Extracted data entries

--- START ---

Issue #1798, opened 2017-04-06
Don't show "turn on related layer" if layer is unavailable


ajrobbins:
DRB-only overlays should not be prompted to be turned on if the AoI is not in the DRB

PR #1829, opened 2017-04-18
Don't show disabled layers in Analyze "Related Layers"

arottersman:
## Overview

Certain layers, eg DRB catchments, are only relevant at certain zoom levels or certain places of the country. We disable such layers in the layerpicker, but we were still showing them in the analyze layer toggle views. 

- disable layers via the model instead of the layerpicker
- don't show disabled related layers

Connects #1798 

### Demo
screen shot 2017-04-18 at 4 17 48 pm

## Testing Instructions

* Pan and zoom the map around to confirm layers still disable as you'd expect
    - check the coverage grid DRB catchments, philly school district, etc
 * Draw an AoI in philly
      - the water quality tab should show 3 related layers
 * Draw an AoI outside the DRB
      - there should be no related layers listed

### DIFF
--- a/src/mmw/js/src/analyze/templates/analyzeLayerToggle.html
+++ b/src/mmw/js/src/analyze/templates/analyzeLayerToggle.html
@@ -1,18 +1,20 @@
-{% if message %}
-    <div class="analyze-layermessage">
-        {{ message }}
-    </div>
-{% else %}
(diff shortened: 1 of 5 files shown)


arottersman:
Thanks — I agree, and added it to https://github.com/WikiWatershed/model-my-watershed/issues/1834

--- END ---

■ Task goal
Go over the data above and copy every line that has the word "analyzeLayerToggle" in it.

■ Solution for this exercise
--- a/src/mmw/js/src/analyze/templates/analyzeLayerToggle.html
+++ b/src/mmw/js/src/analyze/templates/analyzeLayerToggle.html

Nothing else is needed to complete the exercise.